Le Premier ministre, n'en doutons pas, est un homme de dialogue, il le démontre, c'est dans sa nature, reconnaissons-le. Il a besoin d'aide pour réussir cette démarche. Il doit pouvoir compter sur l'UDF pour changer la culture française et avoir une culture de dialogue et de contrat. Ce sera très difficile.
Souvenez-vous du discours de politique générale de Jean-Pierre Raffarin.
Il a occupé au moins 10 minutes à donner sa version du contrat, du dialogue et de la concertation. C'était parfait.

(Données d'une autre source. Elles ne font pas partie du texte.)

PR #5610, opened 2024-02-07
fix(*.pacscript): remove useless `vim:set` lines

vigress8:
The `shfmt` hook exists already, and people can just add this to their personal config if they desire.


vigress8:
Just add a vimrc sample for `*.pacscript` to the wiki. In any case it doesn't make sense to have this line in some files but not others

PR #5614, opened 2024-02-08
fix(glow-deb): fix arch64 is not a valid architecture

lfromanini:
Can't install `glow-deb` with `pacstall -I glow-deb` due to `[!] ERROR: 'arch64' is not a valid architecture`.


Elsie19:
Don't worry it's just debian Sid being stupid. I'll go ahead and merge this.

Elsie19 (approved):

PR #5641, opened 2024-02-18
upd(oil): `0.17` -> `0.20`

srd424:
https://www.oilshell.org/ is still unstable and making changes, so it's good to be able to follow the latest version to keep up.

Not sure of etiquette here - @wizard-28 is marked is maintainer but doesn't seem to have been around for a bit? Will mark this as a draft for a while in the hope of getting some feedback on what's best to do.

I've deployed this locally and only needed one single-line patch to one of my scripts due to an apparent syntax change - to be expected as this is explicitly an unstable package. Other than that, nothing has exploded, and upstream has a pretty heavy test suite anyway.

### DIFF
--- a/packages/oil/oil.pacscript
+++ b/packages/oil/oil.pacscript
@@ -7,12 +7,12 @@
 maintainer="wizard-28 <wiz28@pm.me>"
 
 name="oil"
-pkgver="0.17.0"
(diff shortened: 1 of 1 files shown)


Elsie19:
Fix title.

Elsie19 (approved):

PR #5681, opened 2024-03-01
upd(git-butler-deb): `0.10.6-619` -> `0.10.19-680`

nezred:


nezred:
Is there an issue with the failed tests? they fail because there isnt a source attribute, which i dont understand why it happens.

Elsie19:
I think I said this elsewhere but it's because of a breaking commit in develop.

Elsie19 (approved):

PR #5697, opened 2024-03-04
upd(floorp-bin): `11.8.2` -> `11.10.5`

Zahrun:


Elsie19 (changes requested):
Spacing is off.

Zahrun:
Oh also I had not seen the part about arm64. I ran pacup and it didn't detect the two hashes

Elsie19 (approved):

PR #5714, opened 2024-03-05
add: `neovide-freedesktop`

nezred:
Since i need to get the desktop icons from the git repo, and i cant put multiple sources in the neovide-bin repo, so im just installing the desktop files through here.

I think we could put this as dependency to that package, and that way we can allow that package to include the app menu entry and icons.

Although i dont know if it isnt worth it, since it requires the whole repo to be downloaded just to get that part (unless there is a way to download a folder in a github repo through a github url)

### DIFF
--- a/packagelist
+++ b/packagelist
@@ -280,6 +280,7 @@ nano
 nautilus-open-in-blackbox-git
 neofetch
 neovide-bin
+neovide-freedesktop
 neovim
 neovim-app
 neovim-git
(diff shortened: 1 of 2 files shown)


nezred (commented):
also, should this package be named something else? i thought this was appropriate, but maybe there is a better name idk

Elsie19:
This should be added to the neovide package.

nezred:
do i add the pacdep for neovide-freedesktop in neovide as a different PR, or here?

Elsie19:
Look at how other packages like `amfora-bin` handle desktop files.

nezred:
ah okay thanks, i hadnt seen this. Should I put wget as a make dependency? since it is needed for downloading the files, or is it a dependency of pacstall?

Elsie19:
It's already a dep on pacstall.

nezred:
I've made the PR for neovide-bin. Thanks for the help Elsie 😄

PR #5725, opened 2024-03-08
fix(discord-canary): prevent force update message

Elsie19:


vigress8:
Does Discord create this file at launch? If so, this needs testing to make sure nothing breaks

Elsie19:
I don't believe so but let me check.

Elsie19:
Have confirmed it does not create on the first go.

vigress8 (approved):
LGTM, might as well add this for `discord` too

PR #5752, opened 2024-03-18
add: `emacs-snapshot-deb`

vigress8:


vigress8:
@Elsie19 this won't work until it's merged, so take a look

PR #5756, opened 2024-03-20
refactor(*): move `ln` functions to `package()`

oklopfer:


vigress8 (changes requested):
The `-f` flag can be removed from all of the `ln` invocations, since nothing is supposed to be overwritten.

PR #5762, opened 2024-03-22
add: `ripgrep-deb`

jerengie:
This PR adds a package for ripgrep. The `.deb` comes from the upstream repo of `ripgrep`.


Elsie19:
Is ripgrep in the apt repos? If so, what's the version on Jammy?

jerengie:
> Is ripgrep in the apt repos? If so, what's the version on Jammy?

Yes, it's in the repos. The version on Jammy is 13.0.0.

Elsie19:
> > Is ripgrep in the apt repos? If so, what's the version on Jammy?
> 
> Yes, it's in the repos. The version on Jammy is 13.0.0.

Ok because here's my problem: I don't want packages that exist at a reasonable version in the repos to be added to pacstall. Basically I don't want pacstall to serve as an updated Ubuntu repo.

vigress8:
> Ok because here's my problem: I don't want packages that exist at a reasonable version in the repos to be added to pacstall. Basically I don't want pacstall to serve as an updated Ubuntu repo.

Why?

Elsie19:
> > Ok because here's my problem: I don't want packages that exist at a reasonable version in the repos to be added to pacstall. Basically I don't want pacstall to serve as an updated Ubuntu repo.
> 
> Why?

Sorry what I meant is an updated Ubuntu repo where it's full of packages that are slightly ahead of the Ubuntu repos, if that makes any sense 😆

jerengie:
From my point of view, this is perfectly understandable. Shall I close this PR then?

PR #5808, opened 2024-03-30
add: `stremio-deb`

Rockstar9604:
Need #5807 and #5806 to work properly

### DIFF
--- a/packagelist
+++ b/packagelist
@@ -426,6 +426,7 @@ steam-launcher-deb
 steamtinkerlaunch-git
 stellarium
 stockfish-git
+stremio-deb
 sublime-merge-deb
 sublime-text-deb
 surf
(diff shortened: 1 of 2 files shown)


Elsie19 (changes requested):
This only works on one distro, and you don't have `incompatible`, so there is a problem here.

Rockstar9604:
> This only works on one distro, and you don't have `incompatible`, so there is a problem here.

Oh… I had tested it on PopOS, and I didn’t encounter any issues except for the two missing libraries. I tried to find a solution, but I don't find nothing usefull.

Elsie19:
Add all the distros that failed in the CI to `incompatible`.

Elsie19 (approved):

PR #7715, opened 2025-06-22
upd(davinci-resolve): `19.0.1` -> `20.0`

Elsie19:


limonzhik:
shouldn't you also change `resolve_sha256` and `download_id`?

Elsie19:
> shouldn't you also change `resolve_sha256` and `download_id`?

You're right it should, but this is a weird package and the maintainer no longer maintains any of her packages, so I will investigate this when I have more time.

PR #7725, opened 2025-06-23
fix(*): broken url/homepage links

oklopfer:


Elsie19 (changes requested):
While this PR is open, could you pretty please change all `url=""` to `url=''`.

PR #7730, opened 2025-06-24
add: `kanata-bin`

tranquil-tr0:


packages/kanata-bin/kanata-bin.pacscript
```diff
@@ -0,0 +1,62 @@
...
+maintainer=("tranquil <tranquiltr0@proton.me>")
+arch=('x86_64')
+url="https://github.com/jtroo/kanata/"
+repology=("project: ${gives}")
+license=('LGPL-3.0-only')
+provides=('kanata')
+depends=('gcc' 'libc-bin' 'systemd')
+source=(
+  "https://github.com/jtroo/kanata/releases/download/v${pkgver//_/-}/kanata"
+  "https://github.com/jtroo/kanata/raw/main/LICENSE"
```
Elsie19: This should be the same tag as the URL above.

packages/kanata-bin/kanata-bin.pacscript
```diff
@@ -0,0 +1,62 @@
...
+(deflayer base
+  @escctrl
+)' | tee "${pkgdir}/etc/kanata/config.kbd" > /dev/null
+}
+
+post_install() {
+  systemctl daemon-reload
+  systemctl enable kanata.service
+  systemctl start kanata.service
+}
```
Elsie19:
```suggestion
```

packages/kanata-bin/kanata-bin.pacscript
tranquil-tr0: sorry, could you explain what you mean by this?

packages/kanata-bin/kanata-bin.pacscript
tranquil-tr0: Wouldn't this leave the user with a disabled service without any indication of that?

packages/kanata-bin/kanata-bin.pacscript
Elsie19: Right, so, this is a link pointing to the `HEAD` of the git repo, meaning anyone could change it at any time, yet you have a hashsum for this file below, meaning that if they change the license or update the copyright date or whatever, it will fail the hash checks. So ideally this should be something like:

```bash
https://github.com/jtroo/kanata/raw/v${pkgver//_/-}/LICENSE
```

So that the likelyhood of the file changing under you is a lot lower and is accurately tied to the tag of the program file.

packages/kanata-bin/kanata-bin.pacscript
Elsie19: Yes, but you could replace this with a message telling the user to enable the service. What I don't want is services being enabled without my knowledge.

```bash
post_install() {
  echo "enable the service with 'systemctl bla bla bla'"
}
```

Or something like that!

tranquil-tr0: Yeah, I think I just didn't check if text would print in post_install, I had meant to do that initially, actually. Thanks!

packages/kanata-bin/kanata-bin.pacscript
tranquil-tr0: Thanks, I thought that would require it to be in each release.

Elsie19 (approved):
LGTM, love the `post_install` message format btw!

tranquil-tr0:
> LGTM, love the `post_install` message format btw!

Thanks!

PR #7743, opened 2025-06-28
add: `osu-lazer-tachyon-app`

villamorrd:


Elsie19:
Hash is incorrect.

villamorrd:
> Hash is incorrect.

Should be fixed.

Elsie19 (approved):

PR #7749, opened 2025-07-03
upd(wine-staging-git): `10.6` -> `10.11`

villamorrd:


Xdavius:
> @Xdavius may have had reason to keep wine32

There is no more reason to keep it as WoW64 is the new standard. It should work without.

I need to test if everything OK

Xdavius:
> > @Xdavius may have had reason to keep wine32
> 
> This builds with Wine's WoW64, which should be able to run 32-bit Windows applications. Although, if wine32 is really needed, perhaps we can add a standalone wine32 package to pacstall?

As you can use protonplus to download wine tkg builds i386, I think it's not useful anymore to keep 32bit PKG.

It's seems a good work you made. Please, can you try to make it OK on Trixie?

I think there is a change for oss, it may be named `oss-compat` but I'm not sure.

oklopfer (approved):

Issue #7023, opened 2025-02-11
PacReq: rofi


jluquer:
### URL

https://github.com/lbonn/rofi/releases

PR #7847, opened 2025-07-18
add: `rofi`

itsdonnix:
## Progress 

- [x] Edit packagelist
- [x] Add initial pacscript

### DIFF
--- a/packages/rofi/rofi.pacscript
+++ b/packages/rofi/rofi.pacscript
@@ -1,0 +1,80 @@
+pkgname="rofi"
+pkgver="1.7.9.1"
+arch=("any")
+url="https://github.com/davatorium/rofi"
+license=("MIT")
+pkgdesc="A window switcher, application launcher, and dmenu replacement."
+depends=(
+  "libcairo2"
+  "libgdk-pixbuf-2.0-0"
+  "libglib2.0-0>=2.72"
+  "libpango-1.0-0>=1.50"
+  "libpangocairo-1.0-0"
+  "libstartup-notification0>=0.11"
+  "libxcb-cursor0"
+  "libxcb-ewmh2"
+  "libxcb-icccm4"
+  "libxcb-randr0"
+  "libxcb-util1"
+  "libxcb-xinerama0"
+  "libxcb-xkb1"
+  "libxcb1"
+  "libxkbcommon-x11-0"
+  "libxkbcommon0>=0.4.1"
+)
+makedepends=(
+  "bison"
+  "flex>=2.5.39"
+  "libcairo2-dev"
+  "libgdk-pixbuf-2.0-dev"
+  "libglib2.0-dev"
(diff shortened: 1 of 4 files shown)


packages/rofi/rofi.pacscript
```diff
@@ -0,0 +1,75 @@
...
+checkdepends=(
+  "check"
+)
+source=("@${pkgname}~${pkgver}::https://github.com/davatorium/rofi/releases/download/${pkgver}/${pkgname}-${pkgver}.tar.gz")
+sha256sums=("bb2c0f073b4422acc51a3f97d05275a82464750a33d2f4b120e3d866bb7b9ae5")
+maintainer=("Don Alfons <donnisnoni@outlook.com>")
+
+prepare() {
+  cd "${pkgname}~${pkgver}"
+  ./configure --prefix="${pkgdir}/usr"
```
Elsie19:
```suggestion
  ./configure --prefix=/usr
```

packages/rofi/rofi.pacscript
```diff
@@ -0,0 +1,75 @@
...
+}
+
+check() {
+  cd "${pkgname}~${pkgver}"
+  make -j"${NCPU}" check
+}
+
+package() {
+  cd "${pkgname}~${pkgver}"
+  make install
```
Elsie19:
```suggestion
  make DESTDIR="${pkgdir}" install
```

packages/rofi/rofi.pacscript
```diff
@@ -0,0 +1,75 @@
...
+
+  rm -rf "${pkgdir}/usr/include/rofi"
+  rm -f "${pkgdir}/usr/lib/pkgconfig/rofi.pc"
```
Elsie19: Why are you removing these?

Elsie19 (changes requested):

packages/rofi/rofi.pacscript
itsdonnix: I think because I don't know how to deliver two packages: `rofi` and `rofi-dev` 😁

itsdonnix:
I notice this one: #7023 

Maybe in the future if it has been added, should be `rofi-wayland` or something?

packages/rofi/rofi.pacscript
Elsie19: You can do a [split package](https://wiki.archlinux.org/title/PKGBUILD#pkgbase)!

https://github.com/pacstall/pacstall-programs/blob/master/packages/nerd-fonts/nerd-fonts.pacscript is an example you could use.

Or if you don't want that, it's fine not adding those files.

itsdonnix: Alright, will try to split the package

itsdonnix: Alright, just split the package

Elsie19 (approved):

PR #7892, opened 2025-07-24
add: `kakoune-lsp`

erikcghedlund:


packages/kakoune-lsp/kakoune-lsp.pacscript
```diff
@@ -0,0 +1,31 @@
...
+pkgdesc='Kakoune Language Server Protocol Client'
+license=('Unlicense' 'MIT')
+repology=('project: kak-lsp')
+url='https://lists.sr.ht/~krobelus/kakoune'
+arch=("amd64" "arm64" "armhf" "i386")
+maintainer=("Erik Hedlund <erikcghedlund@outlook.com>")
+source=("https://github.com/${pkgname}/${pkgname}/archive/refs/tags/v${pkgver}.tar.gz")
+sha256sums=("4823bb733dc3d1e1119af60873b73a62d71d305573abc7d0b016c9077c99913e")
+_min_cargo='1.81'
+makedepends=("cargo-${_min_cargo}" 'make')
```
Elsie19:
```suggestion
makedepends=("cargo>=${_min_cargo}" 'make')
```

This is ideal because it doesn't rely on the fact that upstream might not have that specific package name.

packages/kakoune-lsp/kakoune-lsp.pacscript
```diff
@@ -0,0 +1,31 @@
...
+enhances=('kakoune')
+external_connection=true
+
+prepare() {
+  sed -i "s/cargo/cargo-${_min_cargo}/g" "${srcdir}/${pkgname}-${pkgver}/Makefile"
+}
+
```
Elsie19:
```suggestion
```

packages/kakoune-lsp/kakoune-lsp.pacscript
```diff
@@ -0,0 +1,31 @@
...
+build() {
+  make -C "${pkgname}-${pkgver}" build
+}
+
+check() {
+  cd "${pkgname}-${pkgver}"
+  sh -c "cargo-${_min_cargo} test"
```
Elsie19:
```suggestion
  cargo test
```

Elsie19 (changes requested):

packages/kakoune-lsp/kakoune-lsp.pacscript
erikcghedlund: This will break the package on more distros since the main cargo package isn't necessarily the newest one in the repo. For example ubuntu:noble has 1.75.0 as its main package but also has the 1.81 package. But using the main cargo package for debian would work for trixie and sid

erikcghedlund: [`ea6c8ad`](https://github.com/pacstall/pacstall-programs/pull/7892/commits/ea6c8ad149c37d1bcc9b643576314770062bf1c2) fixes so that we can use either main package `cargo` or `cargo-${_min_cargo}`

PR #7998, opened 2025-08-12
add: `i3status-rust`

aKqir24:


aKqir24:
There is a path problem in the /root/.cargo/bin where the program is copied there, I need to a proper script for it to work, since the original ./install.sh doesn't do that...

PR #8042, opened 2025-09-02
fix(openrgb-git): fixed pacscript

Xdavius:


Xdavius:
> CI fails.

Archlinux ddos attack... :(
Need to wait for next try

oklopfer (approved):

PR #8101, opened 2025-09-25
add: `rofi-emoji-git`

aKqir24:


aKqir24:
rofi-emoji-git is still not compatible in most debian based distro, because the rofi version of most apt repos are 1.7.5 or 1.7.6

PR #8157, opened 2025-10-15
fix(rhino*core): re-bump

oklopfer:
need to run an upgrade from base ISO before merging and ensure no breakage occurs

### DIFF
--- a/packages/rhino-core/.SRCINFO
+++ b/packages/rhino-core/.SRCINFO
@@ -1,6 +1,6 @@
 pkgbase = rhino-core
 	pkgver = 2025.3
-	pkgrel = 1
+	pkgrel = 2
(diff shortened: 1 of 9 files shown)


oklopfer:
People are going to see this when updating but it will be OK (hence the note):
```
Unpacking rhino-core (2025.3-pacstall2) over (2025.3-pacstall1) ...
dpkg-divert: error: rename involves overwriting '/usr/lib/os-release' with
  different file '/usr/lib/ubuntu-release', not allowed
dpkg: warning: old rhino-core package post-removal script subprocess returned error exit status 2
dpkg: trying script from the new package instead ...
dpkg: ... it looks like that went OK
Setting up rhino-core (2025.3-pacstall2) ...
[+] INFO: Performing post install operations
	[>] Storing pacscript
[+] INFO: Done installing rhino-core
```

PR #8194, opened 2025-11-07
fix(rhino-calamares-settings-git): we only supply two architectures

Elsie19:


packages/rhino-calamares-settings-git/rhino-calamares-settings-git.pacscript
```diff
@@ -9,5 +9,5 @@ source=("https://github.com/rhino-linux/calamares-settings.git")
 
 package() {
   cd "calamares-settings"
-  make DESTDIR="${pkgdir}" install
+  make DESTDIR="${pkgdir}" ARCH="${AARCH}" install
```
Elsie19:
```suggestion
  make DESTDIR="${pkgdir}" ARCH="${CARCH}" install
```

I'm stupid.

PR #99, opened 2016-08-12
Disable owner checks for 14.04-style private home

zyga:
This patch is a follow-up on the earlier work that allowed snap-confine
to access encrypted home directory even if invoked as another user (e.g.
sudo). Encrypted home directory support has evolved over time and the
patch applied earlier only covered the most recent implementation of the
concept. This patch discards owner checks for older implementations.


jdstrand:
Like the other change to remove owner, this is also fine.

+1

PR #100, opened 2016-08-12
relocate to /tmp if curdir is no longer accessible

mvo5:


zyga:
+1 on the code, I'd like to see a spread test for this and I'd like security to ack it too.

mvo5:
There was talk in the channel that we should have a chmod 0 /var/lib/snapd/void to chdir into

zyga:
Closing this since `the-void` branch has already landed.

PR #101, opened 2016-08-12
add workaround rule for LP: #1584456

jdstrand:


tyhicks:
Looks correct to me.

jdstrand:
"2016/08/12 16:32:31 Cannot allocate linode:ubuntu-16.04-64-grub: authentication failed" is the testsuite failure which is unrelated to the PR.

zyga:
+1, thank you for fixing this

fallen:
Thanks!

PR #102, opened 2016-08-15
Take upstream version from VERSION file

zyga:
This patch makes it easier to identify upstream version as well as to
increment it with scripts. The version file is also shipped in upstream
tarballs so that everything can be rebuilt correctly.


morphis:
LGTM

PR #103, opened 2016-08-15
Use downstream packaging in spread tests

zyga:
This patch changes spread setup phase to build the native package (for
Ubuntu and soon for Debian) in a way that is more consistent with the
actual release process. This should help us release with confidence as
all CI tests will run with real downstream packaging applied to real
upstream tarball and build in an isolated manner with sbuild.

This also paves the way towards the removal of the debian/ packaging
from the upstream repository. This will be done in a separate pull
request to avoid clutter.

The spread prepare stage was moved to .spread-prepare.sh so that it can
be shell-checked more easily.

The debian-8 spread target was removed because currently the downstream
packaging is not compatible. Debian maintainers were notified to the
issue so that we should be able to re-enable Debian (sid) support soon.


.spread-prepare.sh
```diff
@@ -0,0 +1,226 @@
...
+# Record where the top level directory is
+top_dir=$(pwd)
+
+# Record the current distribution release data to know what to do
+release_ID="$( . /etc/os-release && echo "${ID:-linux}" )"
+release_VERSION_ID="$( . /etc/os-release && echo "${VERSION_ID:-}" )"
+
+
+# Create source distribution tarball and place it in the top-level directory.
+create_dist_tarball() {
```
mvo5: This appears to be useful outside of spread as well, maybe it could be a toplevel `release.sh` script?

.spread-prepare.sh
```diff
@@ -0,0 +1,226 @@
+#!/bin/sh
+# This script is started by spread to prepare the execution environment
+set -x
```
mvo5: (nitpick^2) why multiple lines, `set -eux` seems to be ok?

.spread-prepare.sh
```diff
@@ -0,0 +1,226 @@
...
+
+# Record the current distribution release data to know what to do
+release_ID="$( . /etc/os-release && echo "${ID:-linux}" )"
+release_VERSION_ID="$( . /etc/os-release && echo "${VERSION_ID:-}" )"
+
+
+# Create source distribution tarball and place it in the top-level directory.
+create_dist_tarball() {
+    # Load the version number from a dedicated file
+    local pkg_version=
```
mvo5: I wonder if we could combine this and the following line to `local pkg_version=$(cat "$top_dir/VERSION)`. Using local in this way should be fine with dash https://wiki.ubuntu.com/DashAsBinSh#local - interessting enough `local` is not posix compliant, but I think we can ignore this :)

.spread-prepare.sh
```diff
@@ -0,0 +1,226 @@
...
+
+    # Ensure that build system is up-to-date and ready
+    autoreconf -i
+    # XXX: This fixes somewhat odd error when configure below (in an empty directory) fails with:
+    # configure: error: source directory already configured; run "make distclean" there first
+    test -f Makefile && make distclean
+
+    # Create a scratch space to run configure
+    scratch_dir="$(mktemp -d)"
+    trap 'rm -rf "$scratch_dir"' EXIT
```
mvo5: I see multiple `trap` usages in this script, they will override each other, a helper like https://github.com/Debian/apt/blob/master/test/integration/framework#L247 may help here for multiple traps.

.spread-prepare.sh
```diff
@@ -0,0 +1,226 @@
...
+
+    # Configure the project in a scratch directory
+    cd "$scratch_dir"
+    "$top_dir/configure" --prefix=/usr
+
+    # Create the distribution tarball
+    make dist
+
+    # Ensure we got the tarball we were expecting to see
+    test -f "snap-confine-$pkg_version.tar.gz"
```
mvo5: I think this one is redundant (nice but redundant) because the mv below will already fail if the file is not there.

.spread-prepare.sh
zyga: Sure!

.spread-prepare.sh
zyga: Just my habit, I'll combine those into one line :)

.spread-prepare.sh
zyga: I did this because of spellcheck, otherwise the error code from cat is lost. I don't mind it either way but the current code is spellcheck clean which feels good.

.spread-prepare.sh
zyga: Hmm, I assumed that traps in functions are okay (since they run in sub shells). Perhaps I was wrong. Let me check this in more detail. If anything there could be one trap for all things that need cleanup.

.spread-prepare.sh
```diff
@@ -0,0 +1,226 @@
...
+
+    # Move it to the top-level directory
+    mv "snap-confine-$pkg_version.tar.gz" "$top_dir/"
+}
+
+
+# build Ubuntu binary package and place it in $top_dir
+# $1 = /etc/os-release ID field
+# $2 = /etc/os-release VERSION_ID field (possibly empty!)
+build_debian_or_ubuntu_package() {
```
mvo5: This function is very long. This makes me unhappy, I'm exploring some ideas right now what could be done about it.

.spread-prepare.sh
```diff
@@ -0,0 +1,226 @@
...
+            esac
+            ;;
+        *)
+            echo "unsupported distribution ID: $1"
+            exit 1
+            ;;
+    esac
+
+    # Ensure that we have a sbuild chroot ready
+    if ! schroot -l | grep "chroot:${distro_codename}-.*-sbuild"; then
```
mvo5: While sbuild is as close as you can get to the real buildds, I'm not sure if its not overkill. given that we run in a fresh linode machine and all. That would also allow us to remove the sbuild keys. But maybe going too far here, happy to discuss this.

.spread-prepare.sh
zyga: Yep, the move was added later (lots of internal cycles on this script). I'l get rid of it.

.spread-prepare.sh
zyga: This just keeps us honest. I think if the price (in terms of time spent) is small enough it is just the right thing to do. Fedora build will similarly use mock (which takes around a minute) to build the package.

The goal is to avoid "uhhh" moments and stress when we actually release.

.spread-prepare.sh
```diff
@@ -0,0 +1,226 @@
...
+
+    # Create a scratch space 
+    scratch_dir="$(mktemp -d)"
+    trap 'rm -rf "$scratch_dir"' EXIT
+
+    # Do everything in the scratch directory
+    cd "$scratch_dir"
+
+    # Fetch the current Ubuntu packaging for the appropriate release
+    git clone -b "$distro_packaging_git_branch" "$distro_packaging_git" distro-packaging
```
mvo5: We can probably use `gbp buildpackage` here (which is hopefully closer to what we will do on a real release).

.spread-prepare.sh
mvo5: Oh, indeed, thanks. That is a good reason.

mvo5:
Thnaks for merging my changes! I think it would be nice to extract `release.sh` (or similar name, whatever you prefer) and then we can continue to iterate. I think its getting nicer already.

PR #104, opened 2016-08-16
Support recent prctl constants on old libc

vosst:
Make sure that snap-confine works when built on older libc versions lacking PR_ constants from prctl.h.


zyga:
Nice! I will fix spread API key and ask you to merge with master once and we'll land this.

zyga:
+1, merging

PR #105, opened 2016-08-16
source distro specific data

mvo5:
WDYT?


zyga:
Yes, totally! I'll work on ensuring there's some error handing for unknown distributions and releases.

Thank you for re-factoring this Mvo :-)

PR #106, opened 2016-08-16
make spread happy again

mvo5:
Moving things down one level in spread or it gets unhappy.


mvo5:
Hm, tests fail with "authentication error" :/

mvo5:
Fwiw, this works with my local qemu spread backend (but there appears to be some race, I also got failures for identical runs)

zyga:
@mvo5 spread auth error is because of how top-level spread.yaml is set up. I'll try to correct this today.

PR #107, opened 2016-08-16
Move to /var/lib/snapd/void instead of aborting

zyga:
This patch changes snap-confine behavior when the current working
directory cannot be preserved. In the past, when it was not possible to
restore the working directory after chrooting into the core snap,
snap-confine would fail with an error message.

This behavior was hard to understand so instead snap-confine will now
chdir to /var/lib/snapd/void. This directory is "chmod 0" so that for
commands that care about the current working directory, they will see
permission denied errors. This is more naturally in line with what users
would expect.


mvo5:
:+1:

PR #108, opened 2016-08-16
Remove packaging

zyga:
This branch removes the debian packaging from the tree.

This copy of packaging was not really used by Debian or by Ubuntu. We've recently switched to using downstream packaging for CI tests so keeping old packaging around is useless.

One of the files, the one that describes syscalls, is retained but moved elsewhere.


mvo5:
:+1:

PR #113, opened 2016-08-22
Allow sharing of entire snaps with the content interface

zyga:
This patch tweaks the apparmor profile of snap-confine to allow the
content interface to share an entire snap (mount it) into a directory of
another snap. In the past the apparmor profile was crafted in a way that
only subdirectory could be shared.

The patch contains a spread test that ensures this is working as
expected.

Fixes: https://bugs.launchpad.net/snap-confine/+bug/1615113


mvo5:
:+1:

PR #116, opened 2016-08-22
Add experimental spread setup for trusty.

vosst:


spread.yaml
```diff
@@ -22,6 +22,18 @@ prepare: |
     echo "Spread is running as $(id)"
     [ "$REUSE_PROJECT" != 1 ] || exit 0
     ./spread-tests/spread-prepare.sh
+    # trusty support is under development right now
+    # we special-case the release until we have officially landed
+    if ["$(lsb_release -sc)" == "trusty"]
```
zyga: `lsb_release` is not preinstalled everywhere, please move this to `spread-prepare.sh` where we already have all the information `release_ID` and `release_VERSION_ID`. Please do that before we `apt-get install snapd`.

spread.yaml
```diff
@@ -22,6 +22,18 @@ prepare: |
...
+    then
+        add-apt-repository ppa:thomas-voss/trusty
+        apt update && apt upgrade
+        apt install systemd snapd
```
zyga: systemd should be a dependency of snapd but I'm okay if that's just a temporary thing.

spread.yaml
```diff
@@ -22,6 +22,18 @@ prepare: |
...
+        # he following two lines are temporary and meant to go away
+        # once we have finalized trusty support.
+        service systemd start
+        apparmor_parser -R /etc/apparmor.d/usr.lib.snapd.snap-confine
```
zyga: Why do you need this here? Trusty support should be good in the tree now .

vosst: c'n'p leftover, good catch.

spread.yaml
vosst: Yup, working on getting the dependency in place correctly.

Issue #20, opened 2019-11-13
Resolve login issues


cdmo:
The desired outcome:

- [x] when a user goes to any page of the app that user is sent to authentication (webaccess)
- [x] app should detect for session renewal need (stale?) and automatically renew session token
~[x] encrypt~

cdmo:
Re: encryption. This really doesn't make any sense as the auth info is passed as `GET` query params from the auth service. We would have to rewrite the auth service in order to hide these values.

cdmo:
Stale appears to be working correctly in my testing

ruthtillman:
Seems good.

PR #51, opened 2019-12-18
Swaps the order on warden authentication status check and current_use…

cdmo:
…r set/check

#20


app/views/summaries/index.html.erb
```diff
@@ -2,7 +2,6 @@
 
 <h3>
   Library account record for <%= patron.display_name %>
-  <%= link_to 'logout', logout_url, data: { turbolinks: false } if current_user? %>
```
banukutlu: thanks for removing this :)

Avant hier - je ne veux absolument pas porter de jugement là-dessus parce qu'il y a en France une séparation entre l'exécutif et le législatif - 140 parlementaires UMP ont fait une proposition de loi exactement contraire, à la ligne de Jean-Pierre Raffarin.
Jean-Pierre Raffarin disait : il faut que la continuité du service public soit assuré avec le dialogue, avec la concertation, aboutir à des contrats entreprise par entreprise pour que le service public soit maintenu. De mon côté, en tant que ministre des transports, j'avais fait passer ce message à la SNCF qui s'était mis au travail. Dès cet été, le président Gallois avait réuni les partenaires sociaux pour essayer de repousser la conflictualité comme dernière étape d'une négociation qui aurait échoué.
Brutalement, jeudi dernier, 140 parlementaires ont déposé une proposition de loi pour dire : le droit de grève on le reconnaît. Mais de 10 h à 17 h, il n'y aura plus de droit de grève. C'est justement la méthode inverse que celle qui était annoncée par Jean-Pierre Raffarin. Cela nous a mis dans un embarras épouvantable.
J'ai reçu évidemment au ministère des appels des syndicats disant : mais on ne comprend plus rien ? C'est vous qui envoyez cette proposition, vous dites par devant que l'on doit négocier et, par derrière vous faites faire une proposition de loi par vos amis.
J'ai été obligé de reconnaître que c'était une initiative parlementaire que je respectais mais qui allait à contresens des consignes données par le Premier ministre lui-même.
Contrat ou contrainte ? Nous, UDF, avons choisi, c'est le contrat. Le Premier ministre a choisi, c'est le contrat. Aujourd'hui, nous avons à adopter cette méthode.
Aidons Jean-Pierre Raffarin à faire triompher le dialogue et la concertation, à éviter les blocages de décembre 1996 qui ont abouti à la dissolution de 1997.
C'est par des règles contractuelles que les conflits baisseront. Notre ligne à l'UDF, c'est le contrat avec les partenaires sociaux. Notre ligne à l'UDF, c'est le respect réciproque entre partenaires, cela doit être notre culture.
Vous voyez, l'Europe c'est sérieux. La décentralisation justifiée, simplifiée, c'est un deuxième sujet sérieux. Le dialogue social par le contrat entre partenaires de bonne volonté, c'est encore une fois quelque chose d'absolument indispensable dans notre pays.
L'UDF possède cette triple culture, c'est vraiment dans nos gènes politiques.
Vous voyez que, sur un plan mathématique, le Premier ministre n'a pas peut-être besoin de nous. Mais la politique, ce n'est pas des mathématiques et, sur le plan pédagogique, il doit s'appuyer sur nous, sur notre famille, sans chercher, ni à la diluer, ni à la négliger.
Si notre famille n'existait pas, ce qui n'est pas le cas, en tout cas elle manquerait dans la bonne gouvernance.
Elle manquerait tout simplement à la France.